__Prompt__:
Would you copy the material below word for word, beginning with its first line and ending with the line that contains "(diff shortened: 1 of 2 files shown)"?

__Excerpted records__:

┄┄┄┄┄┄

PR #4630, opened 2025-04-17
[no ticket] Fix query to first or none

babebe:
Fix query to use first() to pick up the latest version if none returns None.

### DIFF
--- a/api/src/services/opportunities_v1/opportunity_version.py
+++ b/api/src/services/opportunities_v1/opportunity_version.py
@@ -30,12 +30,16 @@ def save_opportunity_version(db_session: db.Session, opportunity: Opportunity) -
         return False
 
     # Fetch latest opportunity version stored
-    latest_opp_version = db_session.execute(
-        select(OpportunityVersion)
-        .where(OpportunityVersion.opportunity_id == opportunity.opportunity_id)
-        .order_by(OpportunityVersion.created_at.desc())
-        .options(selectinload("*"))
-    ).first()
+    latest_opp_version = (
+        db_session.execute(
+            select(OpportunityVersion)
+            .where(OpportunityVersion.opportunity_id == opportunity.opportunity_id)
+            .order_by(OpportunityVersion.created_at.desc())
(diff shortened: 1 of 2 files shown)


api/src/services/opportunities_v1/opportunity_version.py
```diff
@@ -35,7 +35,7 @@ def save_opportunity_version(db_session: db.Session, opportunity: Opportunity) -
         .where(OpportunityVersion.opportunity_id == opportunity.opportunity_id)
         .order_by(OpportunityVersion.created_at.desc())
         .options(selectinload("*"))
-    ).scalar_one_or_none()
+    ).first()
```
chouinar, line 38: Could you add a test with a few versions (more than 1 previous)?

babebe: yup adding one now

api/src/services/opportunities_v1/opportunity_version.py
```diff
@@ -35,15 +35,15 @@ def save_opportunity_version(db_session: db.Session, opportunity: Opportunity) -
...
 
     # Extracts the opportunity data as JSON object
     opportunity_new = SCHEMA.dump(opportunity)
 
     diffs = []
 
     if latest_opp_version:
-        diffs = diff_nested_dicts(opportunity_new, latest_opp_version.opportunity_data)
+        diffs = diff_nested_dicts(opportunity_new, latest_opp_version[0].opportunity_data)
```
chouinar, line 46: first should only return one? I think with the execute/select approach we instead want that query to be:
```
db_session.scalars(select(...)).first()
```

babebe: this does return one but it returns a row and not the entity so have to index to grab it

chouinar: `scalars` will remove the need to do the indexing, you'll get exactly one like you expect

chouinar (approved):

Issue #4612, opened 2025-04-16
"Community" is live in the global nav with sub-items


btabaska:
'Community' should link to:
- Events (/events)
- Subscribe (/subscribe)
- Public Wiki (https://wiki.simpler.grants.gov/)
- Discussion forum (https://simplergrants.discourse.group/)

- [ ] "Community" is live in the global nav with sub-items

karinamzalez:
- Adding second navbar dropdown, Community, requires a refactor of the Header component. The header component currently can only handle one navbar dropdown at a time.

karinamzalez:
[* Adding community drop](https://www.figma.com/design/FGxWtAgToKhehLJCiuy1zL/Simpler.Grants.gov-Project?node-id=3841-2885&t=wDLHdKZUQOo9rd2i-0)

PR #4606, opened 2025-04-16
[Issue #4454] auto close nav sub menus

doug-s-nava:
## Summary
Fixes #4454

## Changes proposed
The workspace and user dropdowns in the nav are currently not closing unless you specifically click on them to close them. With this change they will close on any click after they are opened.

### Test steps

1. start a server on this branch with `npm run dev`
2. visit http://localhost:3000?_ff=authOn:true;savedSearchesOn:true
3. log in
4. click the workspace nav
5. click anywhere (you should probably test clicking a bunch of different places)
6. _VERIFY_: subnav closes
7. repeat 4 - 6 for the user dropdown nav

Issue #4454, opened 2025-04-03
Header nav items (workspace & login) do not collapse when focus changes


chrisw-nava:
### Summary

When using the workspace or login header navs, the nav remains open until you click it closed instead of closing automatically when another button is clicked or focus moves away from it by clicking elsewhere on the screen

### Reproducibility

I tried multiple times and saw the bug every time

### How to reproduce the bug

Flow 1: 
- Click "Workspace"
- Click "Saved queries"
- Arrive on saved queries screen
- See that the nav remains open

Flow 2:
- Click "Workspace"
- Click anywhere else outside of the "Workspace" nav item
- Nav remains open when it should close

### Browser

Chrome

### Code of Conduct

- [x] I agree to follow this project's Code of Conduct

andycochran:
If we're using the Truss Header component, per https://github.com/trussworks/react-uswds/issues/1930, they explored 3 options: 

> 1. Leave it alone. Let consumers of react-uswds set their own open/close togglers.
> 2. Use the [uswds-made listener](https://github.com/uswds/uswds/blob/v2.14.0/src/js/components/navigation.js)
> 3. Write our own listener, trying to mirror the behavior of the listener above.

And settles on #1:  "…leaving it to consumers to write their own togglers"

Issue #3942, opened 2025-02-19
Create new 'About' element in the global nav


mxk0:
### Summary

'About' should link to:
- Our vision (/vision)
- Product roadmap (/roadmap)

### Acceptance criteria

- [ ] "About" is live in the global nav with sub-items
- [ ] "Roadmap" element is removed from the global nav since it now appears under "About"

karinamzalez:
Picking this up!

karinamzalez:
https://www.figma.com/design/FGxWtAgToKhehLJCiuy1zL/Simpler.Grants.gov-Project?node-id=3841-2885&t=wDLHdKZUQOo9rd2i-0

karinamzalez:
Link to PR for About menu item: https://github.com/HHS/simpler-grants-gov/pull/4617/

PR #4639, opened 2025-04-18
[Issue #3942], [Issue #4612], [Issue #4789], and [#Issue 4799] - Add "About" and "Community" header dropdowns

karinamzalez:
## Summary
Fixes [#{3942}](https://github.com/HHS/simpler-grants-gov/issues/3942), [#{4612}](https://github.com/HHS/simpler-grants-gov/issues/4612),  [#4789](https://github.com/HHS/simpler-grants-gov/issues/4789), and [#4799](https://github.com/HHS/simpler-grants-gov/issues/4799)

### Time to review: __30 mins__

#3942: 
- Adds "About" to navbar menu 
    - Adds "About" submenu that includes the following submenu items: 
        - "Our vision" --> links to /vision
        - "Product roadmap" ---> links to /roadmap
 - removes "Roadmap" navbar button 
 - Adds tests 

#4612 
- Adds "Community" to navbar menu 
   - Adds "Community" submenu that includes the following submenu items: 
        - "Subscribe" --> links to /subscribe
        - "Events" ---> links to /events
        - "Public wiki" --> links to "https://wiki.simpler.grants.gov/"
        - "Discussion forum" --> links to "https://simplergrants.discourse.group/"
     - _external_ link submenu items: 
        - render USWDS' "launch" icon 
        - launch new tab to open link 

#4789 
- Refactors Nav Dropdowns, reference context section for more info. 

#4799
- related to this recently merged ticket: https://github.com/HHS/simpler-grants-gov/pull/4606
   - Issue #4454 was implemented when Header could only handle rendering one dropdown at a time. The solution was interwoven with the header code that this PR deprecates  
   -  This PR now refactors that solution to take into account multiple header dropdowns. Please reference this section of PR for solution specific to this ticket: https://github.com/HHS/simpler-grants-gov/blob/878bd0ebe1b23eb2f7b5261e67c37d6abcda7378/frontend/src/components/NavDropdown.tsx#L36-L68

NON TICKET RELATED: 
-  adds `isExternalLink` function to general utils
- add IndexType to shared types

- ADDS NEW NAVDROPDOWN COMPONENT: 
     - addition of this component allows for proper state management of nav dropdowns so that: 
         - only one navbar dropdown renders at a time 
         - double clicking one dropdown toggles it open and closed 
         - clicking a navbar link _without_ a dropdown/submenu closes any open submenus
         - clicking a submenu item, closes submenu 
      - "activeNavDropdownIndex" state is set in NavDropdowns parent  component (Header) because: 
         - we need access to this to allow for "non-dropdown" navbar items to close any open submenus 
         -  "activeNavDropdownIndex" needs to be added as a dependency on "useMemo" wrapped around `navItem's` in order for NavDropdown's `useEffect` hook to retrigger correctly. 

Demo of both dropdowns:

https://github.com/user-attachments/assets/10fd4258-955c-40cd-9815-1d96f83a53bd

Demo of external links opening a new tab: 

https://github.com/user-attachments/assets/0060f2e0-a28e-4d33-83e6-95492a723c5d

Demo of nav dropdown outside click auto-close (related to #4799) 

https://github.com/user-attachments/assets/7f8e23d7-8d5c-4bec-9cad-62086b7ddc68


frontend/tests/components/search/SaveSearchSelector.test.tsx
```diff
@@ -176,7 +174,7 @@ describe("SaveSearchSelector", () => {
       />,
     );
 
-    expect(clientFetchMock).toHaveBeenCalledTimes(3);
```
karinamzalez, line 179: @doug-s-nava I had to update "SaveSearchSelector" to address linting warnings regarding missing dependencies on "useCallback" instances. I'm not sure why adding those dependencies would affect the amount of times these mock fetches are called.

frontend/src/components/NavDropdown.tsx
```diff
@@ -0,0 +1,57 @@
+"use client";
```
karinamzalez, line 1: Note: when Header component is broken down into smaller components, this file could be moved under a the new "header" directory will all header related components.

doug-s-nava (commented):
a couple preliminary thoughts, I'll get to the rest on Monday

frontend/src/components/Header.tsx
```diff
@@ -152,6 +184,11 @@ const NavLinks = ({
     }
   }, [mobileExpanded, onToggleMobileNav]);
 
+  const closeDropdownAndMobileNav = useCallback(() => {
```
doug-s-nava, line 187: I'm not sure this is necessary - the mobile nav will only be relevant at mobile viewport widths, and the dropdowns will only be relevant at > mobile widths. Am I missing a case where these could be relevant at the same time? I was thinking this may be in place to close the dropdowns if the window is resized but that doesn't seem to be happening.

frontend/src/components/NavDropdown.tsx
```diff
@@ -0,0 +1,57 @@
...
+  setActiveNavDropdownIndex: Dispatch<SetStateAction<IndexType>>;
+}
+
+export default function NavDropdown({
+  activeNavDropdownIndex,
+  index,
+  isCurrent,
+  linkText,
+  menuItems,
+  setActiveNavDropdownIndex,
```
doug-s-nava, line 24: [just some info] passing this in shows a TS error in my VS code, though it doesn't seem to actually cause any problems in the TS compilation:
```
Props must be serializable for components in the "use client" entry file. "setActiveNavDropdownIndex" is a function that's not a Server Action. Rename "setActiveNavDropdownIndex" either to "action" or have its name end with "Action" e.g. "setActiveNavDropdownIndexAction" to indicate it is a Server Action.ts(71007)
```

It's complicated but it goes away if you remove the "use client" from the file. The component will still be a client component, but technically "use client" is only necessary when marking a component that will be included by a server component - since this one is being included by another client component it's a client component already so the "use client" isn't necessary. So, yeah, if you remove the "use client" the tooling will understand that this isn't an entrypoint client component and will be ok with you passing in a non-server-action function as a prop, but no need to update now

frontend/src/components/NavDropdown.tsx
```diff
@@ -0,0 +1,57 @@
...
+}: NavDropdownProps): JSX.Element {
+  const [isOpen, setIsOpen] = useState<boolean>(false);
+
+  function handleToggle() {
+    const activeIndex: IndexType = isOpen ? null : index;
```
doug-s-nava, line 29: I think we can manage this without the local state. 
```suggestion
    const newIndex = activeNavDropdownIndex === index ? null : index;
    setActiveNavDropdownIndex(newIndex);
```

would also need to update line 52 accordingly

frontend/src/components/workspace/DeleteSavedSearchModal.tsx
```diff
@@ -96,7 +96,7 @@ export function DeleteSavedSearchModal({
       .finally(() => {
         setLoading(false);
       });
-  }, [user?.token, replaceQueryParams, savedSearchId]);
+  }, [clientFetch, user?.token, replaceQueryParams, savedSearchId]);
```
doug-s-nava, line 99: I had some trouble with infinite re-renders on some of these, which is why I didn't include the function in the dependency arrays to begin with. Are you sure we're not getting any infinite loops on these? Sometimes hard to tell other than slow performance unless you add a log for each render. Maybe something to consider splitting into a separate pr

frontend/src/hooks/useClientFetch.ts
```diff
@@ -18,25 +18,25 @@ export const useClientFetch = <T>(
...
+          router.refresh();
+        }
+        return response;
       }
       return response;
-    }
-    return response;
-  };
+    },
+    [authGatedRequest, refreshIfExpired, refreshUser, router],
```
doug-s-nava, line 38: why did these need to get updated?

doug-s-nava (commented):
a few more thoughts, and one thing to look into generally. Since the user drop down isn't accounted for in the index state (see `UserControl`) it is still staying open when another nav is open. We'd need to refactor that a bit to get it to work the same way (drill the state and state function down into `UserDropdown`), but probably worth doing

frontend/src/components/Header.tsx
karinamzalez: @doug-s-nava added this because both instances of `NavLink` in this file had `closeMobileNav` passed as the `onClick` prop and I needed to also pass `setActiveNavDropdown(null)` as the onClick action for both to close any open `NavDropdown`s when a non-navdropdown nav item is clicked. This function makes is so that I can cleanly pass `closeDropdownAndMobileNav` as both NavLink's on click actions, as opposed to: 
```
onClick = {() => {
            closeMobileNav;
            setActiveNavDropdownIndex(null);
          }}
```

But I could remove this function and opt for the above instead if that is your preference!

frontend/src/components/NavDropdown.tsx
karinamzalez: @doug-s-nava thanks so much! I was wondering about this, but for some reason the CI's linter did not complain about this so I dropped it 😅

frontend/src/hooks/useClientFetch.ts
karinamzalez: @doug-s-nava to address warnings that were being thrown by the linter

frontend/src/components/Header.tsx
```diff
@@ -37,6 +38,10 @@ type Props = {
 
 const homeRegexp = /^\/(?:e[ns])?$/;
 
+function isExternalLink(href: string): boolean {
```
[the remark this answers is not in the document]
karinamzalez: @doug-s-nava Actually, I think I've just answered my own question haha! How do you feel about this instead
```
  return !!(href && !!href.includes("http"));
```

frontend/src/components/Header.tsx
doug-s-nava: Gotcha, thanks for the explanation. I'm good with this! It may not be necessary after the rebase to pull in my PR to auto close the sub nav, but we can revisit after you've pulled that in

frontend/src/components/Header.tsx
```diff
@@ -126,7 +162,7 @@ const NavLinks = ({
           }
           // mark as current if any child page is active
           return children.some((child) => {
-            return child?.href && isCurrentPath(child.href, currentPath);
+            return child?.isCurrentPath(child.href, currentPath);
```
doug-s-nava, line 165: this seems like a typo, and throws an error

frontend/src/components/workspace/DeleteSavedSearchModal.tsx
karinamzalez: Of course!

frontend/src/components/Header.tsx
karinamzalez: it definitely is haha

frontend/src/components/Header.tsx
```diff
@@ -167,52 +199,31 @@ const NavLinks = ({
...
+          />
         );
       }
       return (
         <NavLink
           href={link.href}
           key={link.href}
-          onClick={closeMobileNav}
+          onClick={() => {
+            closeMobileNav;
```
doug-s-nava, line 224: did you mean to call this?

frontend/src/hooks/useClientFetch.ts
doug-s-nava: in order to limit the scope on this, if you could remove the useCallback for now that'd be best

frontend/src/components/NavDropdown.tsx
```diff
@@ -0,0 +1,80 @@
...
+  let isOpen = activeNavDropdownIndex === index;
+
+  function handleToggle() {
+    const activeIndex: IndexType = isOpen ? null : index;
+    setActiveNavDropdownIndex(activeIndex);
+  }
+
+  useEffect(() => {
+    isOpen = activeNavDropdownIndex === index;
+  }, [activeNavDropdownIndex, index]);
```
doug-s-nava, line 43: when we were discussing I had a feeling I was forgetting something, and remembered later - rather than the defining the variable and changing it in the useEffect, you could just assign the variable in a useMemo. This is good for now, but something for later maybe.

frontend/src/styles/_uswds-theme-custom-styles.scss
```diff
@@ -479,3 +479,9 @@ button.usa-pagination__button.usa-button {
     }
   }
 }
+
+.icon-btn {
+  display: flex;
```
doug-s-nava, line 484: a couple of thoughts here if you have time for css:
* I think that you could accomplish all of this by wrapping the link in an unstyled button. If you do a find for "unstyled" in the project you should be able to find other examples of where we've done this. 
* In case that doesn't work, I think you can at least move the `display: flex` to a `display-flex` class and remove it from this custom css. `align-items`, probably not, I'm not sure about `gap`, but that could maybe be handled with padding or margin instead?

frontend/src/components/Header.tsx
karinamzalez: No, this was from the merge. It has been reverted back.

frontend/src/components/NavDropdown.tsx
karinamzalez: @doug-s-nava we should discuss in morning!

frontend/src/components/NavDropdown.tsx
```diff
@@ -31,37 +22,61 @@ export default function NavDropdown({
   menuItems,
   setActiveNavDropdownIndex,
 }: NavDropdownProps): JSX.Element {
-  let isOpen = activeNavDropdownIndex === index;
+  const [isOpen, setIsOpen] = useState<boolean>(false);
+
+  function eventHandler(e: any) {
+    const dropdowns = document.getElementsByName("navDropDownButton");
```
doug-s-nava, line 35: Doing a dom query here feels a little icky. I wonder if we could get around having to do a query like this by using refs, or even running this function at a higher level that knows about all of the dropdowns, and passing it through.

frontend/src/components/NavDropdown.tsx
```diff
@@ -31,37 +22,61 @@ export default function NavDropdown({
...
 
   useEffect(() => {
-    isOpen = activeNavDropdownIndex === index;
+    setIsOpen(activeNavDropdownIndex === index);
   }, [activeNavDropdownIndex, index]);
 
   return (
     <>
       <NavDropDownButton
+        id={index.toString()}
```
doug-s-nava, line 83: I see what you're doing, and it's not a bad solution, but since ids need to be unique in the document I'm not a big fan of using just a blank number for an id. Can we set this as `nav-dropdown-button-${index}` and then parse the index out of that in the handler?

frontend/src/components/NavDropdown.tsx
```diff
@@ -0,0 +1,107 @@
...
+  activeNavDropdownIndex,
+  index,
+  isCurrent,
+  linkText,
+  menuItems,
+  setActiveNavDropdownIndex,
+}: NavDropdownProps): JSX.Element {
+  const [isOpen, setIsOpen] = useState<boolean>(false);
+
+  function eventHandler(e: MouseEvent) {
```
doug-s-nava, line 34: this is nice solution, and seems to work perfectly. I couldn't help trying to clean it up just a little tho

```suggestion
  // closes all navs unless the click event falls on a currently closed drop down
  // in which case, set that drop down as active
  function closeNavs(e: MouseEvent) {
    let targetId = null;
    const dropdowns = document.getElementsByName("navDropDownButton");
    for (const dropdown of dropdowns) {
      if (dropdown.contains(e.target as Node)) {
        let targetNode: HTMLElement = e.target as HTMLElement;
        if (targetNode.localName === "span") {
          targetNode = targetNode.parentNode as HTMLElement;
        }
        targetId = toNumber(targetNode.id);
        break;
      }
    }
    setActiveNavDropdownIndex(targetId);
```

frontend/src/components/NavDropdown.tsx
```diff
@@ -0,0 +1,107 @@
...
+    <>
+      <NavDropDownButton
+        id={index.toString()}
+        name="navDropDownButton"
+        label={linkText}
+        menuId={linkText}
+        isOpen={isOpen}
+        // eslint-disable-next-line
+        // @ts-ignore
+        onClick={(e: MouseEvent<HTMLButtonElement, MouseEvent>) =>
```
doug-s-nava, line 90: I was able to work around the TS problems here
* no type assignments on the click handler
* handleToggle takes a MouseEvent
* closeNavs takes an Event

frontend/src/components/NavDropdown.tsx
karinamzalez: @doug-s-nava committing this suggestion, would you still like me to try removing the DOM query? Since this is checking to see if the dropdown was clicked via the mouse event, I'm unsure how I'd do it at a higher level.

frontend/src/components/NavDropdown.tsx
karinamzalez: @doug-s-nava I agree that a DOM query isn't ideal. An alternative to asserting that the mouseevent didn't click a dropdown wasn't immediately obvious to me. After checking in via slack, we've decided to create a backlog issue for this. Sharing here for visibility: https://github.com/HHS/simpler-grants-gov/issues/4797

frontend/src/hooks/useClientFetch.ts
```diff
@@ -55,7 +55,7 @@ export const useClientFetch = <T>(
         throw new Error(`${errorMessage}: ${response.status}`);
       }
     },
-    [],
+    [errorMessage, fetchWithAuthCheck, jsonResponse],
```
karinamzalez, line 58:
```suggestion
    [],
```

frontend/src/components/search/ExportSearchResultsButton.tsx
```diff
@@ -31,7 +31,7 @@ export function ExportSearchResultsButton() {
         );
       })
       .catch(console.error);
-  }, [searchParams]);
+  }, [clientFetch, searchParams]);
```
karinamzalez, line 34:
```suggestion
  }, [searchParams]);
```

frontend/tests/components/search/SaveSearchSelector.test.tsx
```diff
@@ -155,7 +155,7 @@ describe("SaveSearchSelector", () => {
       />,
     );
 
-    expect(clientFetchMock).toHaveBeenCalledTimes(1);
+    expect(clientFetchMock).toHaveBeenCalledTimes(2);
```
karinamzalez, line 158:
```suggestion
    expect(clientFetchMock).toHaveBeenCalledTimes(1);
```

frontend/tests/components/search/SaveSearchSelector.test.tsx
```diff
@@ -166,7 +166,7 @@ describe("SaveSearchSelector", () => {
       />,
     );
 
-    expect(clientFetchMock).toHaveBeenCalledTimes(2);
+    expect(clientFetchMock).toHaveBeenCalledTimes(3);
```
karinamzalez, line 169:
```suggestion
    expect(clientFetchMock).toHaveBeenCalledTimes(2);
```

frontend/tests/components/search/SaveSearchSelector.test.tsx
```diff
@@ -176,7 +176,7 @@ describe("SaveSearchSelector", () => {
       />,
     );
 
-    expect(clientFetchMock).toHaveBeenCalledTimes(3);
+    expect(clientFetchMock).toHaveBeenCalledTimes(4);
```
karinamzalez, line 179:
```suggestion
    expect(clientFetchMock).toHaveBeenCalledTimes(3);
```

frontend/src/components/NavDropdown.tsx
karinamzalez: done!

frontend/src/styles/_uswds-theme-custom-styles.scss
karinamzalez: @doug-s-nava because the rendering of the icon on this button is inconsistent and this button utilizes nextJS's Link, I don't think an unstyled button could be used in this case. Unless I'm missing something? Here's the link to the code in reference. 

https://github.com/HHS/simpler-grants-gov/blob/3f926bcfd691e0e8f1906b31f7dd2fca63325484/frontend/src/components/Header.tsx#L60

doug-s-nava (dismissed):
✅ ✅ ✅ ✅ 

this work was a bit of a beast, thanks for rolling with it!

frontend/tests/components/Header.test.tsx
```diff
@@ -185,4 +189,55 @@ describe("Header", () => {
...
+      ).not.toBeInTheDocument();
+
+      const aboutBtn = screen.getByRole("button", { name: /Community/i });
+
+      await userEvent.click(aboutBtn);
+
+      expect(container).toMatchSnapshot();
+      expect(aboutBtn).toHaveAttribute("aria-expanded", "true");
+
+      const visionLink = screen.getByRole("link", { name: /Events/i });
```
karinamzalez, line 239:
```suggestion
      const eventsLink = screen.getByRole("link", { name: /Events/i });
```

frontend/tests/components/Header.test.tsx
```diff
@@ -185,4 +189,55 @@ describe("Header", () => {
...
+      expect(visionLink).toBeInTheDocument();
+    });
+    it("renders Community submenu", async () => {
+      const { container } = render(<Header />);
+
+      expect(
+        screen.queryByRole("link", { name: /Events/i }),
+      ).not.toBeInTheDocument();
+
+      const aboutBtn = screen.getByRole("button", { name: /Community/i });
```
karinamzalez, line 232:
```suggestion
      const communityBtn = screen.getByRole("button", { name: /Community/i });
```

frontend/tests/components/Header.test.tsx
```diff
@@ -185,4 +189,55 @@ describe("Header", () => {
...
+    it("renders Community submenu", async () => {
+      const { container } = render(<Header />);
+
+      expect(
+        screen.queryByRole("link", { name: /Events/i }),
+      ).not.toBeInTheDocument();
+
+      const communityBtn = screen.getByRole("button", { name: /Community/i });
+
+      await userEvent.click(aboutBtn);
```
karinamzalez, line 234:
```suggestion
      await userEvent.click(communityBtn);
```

┄┄┄┄┄┄

__Solution to the exercise__:
PR #4630, opened 2025-04-17
[no ticket] Fix query to first or none

babebe:
Fix query to use first() to pick up the latest version if none returns None.

### DIFF
--- a/api/src/services/opportunities_v1/opportunity_version.py
+++ b/api/src/services/opportunities_v1/opportunity_version.py
@@ -30,12 +30,16 @@ def save_opportunity_version(db_session: db.Session, opportunity: Opportunity) -
         return False
 
     # Fetch latest opportunity version stored
-    latest_opp_version = db_session.execute(
-        select(OpportunityVersion)
-        .where(OpportunityVersion.opportunity_id == opportunity.opportunity_id)
-        .order_by(OpportunityVersion.created_at.desc())
-        .options(selectinload("*"))
-    ).first()
+    latest_opp_version = (
+        db_session.execute(
+            select(OpportunityVersion)
+            .where(OpportunityVersion.opportunity_id == opportunity.opportunity_id)
+            .order_by(OpportunityVersion.created_at.desc())
(diff shortened: 1 of 2 files shown)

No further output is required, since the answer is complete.